The graph shows that there is no significant difference in microbial diversity between the ADHD and control groups. However, alpha diversity metrics like Faith’s index only tell us about the diversity within individual samples and do not account for the differences between samples or groups. To understand how microbial communities vary between different samples — for instance, between ADHD patients and controls — we need to examine beta diversity.

Community dissimilarity

To gain a more comprehensive understanding of microbial variation across different samples, we assess beta diversity by measuring the dissimilarities in microbial compositions between samples. Beta diversity helps us determine how distinct or similar the microbiomes are among groups, allowing us to identify patterns or differences in microbial communities that may not be apparent from alpha diversity alone.

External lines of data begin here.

PR #1177, opened 2025-02-13
changed pvInput values and corresponding expected results

### LINKED ISSUE #1144: Refactor pvInput in PvInputTestData to realistic values
The current implementation of pvInput in PvInputTestData uses some unrealistic values. Perhaps we can fix this and refactor the tests that would then fail.

At first glance these are

albedo = 1 => 0.2
etaConv = 10% (Quantities.getQuantity(10, StandardUnits.EFFICIENCY)) => ~ 90%
elevation_angle = 100  (Quantities.getQuantity(100, StandardUnits.SOLAR_ELEVATION_ANGLE)) => 45°
kg = 12 => 0.9
kT =11 => 1.0

marvinheintze:
Resolves #1144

To explore these dissimilarities, we use Principal Coordinate Analysis (PCoA), a technique that reduces the complexity of high-dimensional data by projecting it into a lower-dimensional space while preserving the dissimilarities (or distances) between samples. This enables us to visualize the relationships and differences between samples in a simplified manner. For more information, refer to OMA.

In this analysis, we use UniFrac dissimilarity, which takes into account the phylogenetic relationships among features. UniFrac measures the phylogenetic distance between microbial communities by comparing the branch lengths shared by the communities on a phylogenetic tree. This provides a more nuanced understanding of community differences by incorporating evolutionary relationships.

# Run PCoA
tse <- addMDS(
    tse,
    FUN = getDissimilarity,
    tree = rowTree(tse),
    method = "unifrac",
    assay.type = "counts",
    niter = 100
    )

The results are stored in reducedDim slot. In order to visualize this newly generated projection, we can apply scater::plotReducedDim().

# Create a ggplot object
p <- plotReducedDim(
    tse, "MDS",
    colour_by = "patient_status",
    point_size = 3
    )
p <- p + labs(title = "Principal Coordinate Analysis")
p

The plot shows that the data clusters into three groups, with two of them consisting solely of one diagnosis or another. This suggests that the microbial profiles differ between ADHD patients and controls.

To further explore the factors driving these differences in microbial profiles, we can perform a differential abundance analysis, for instance (see OMA).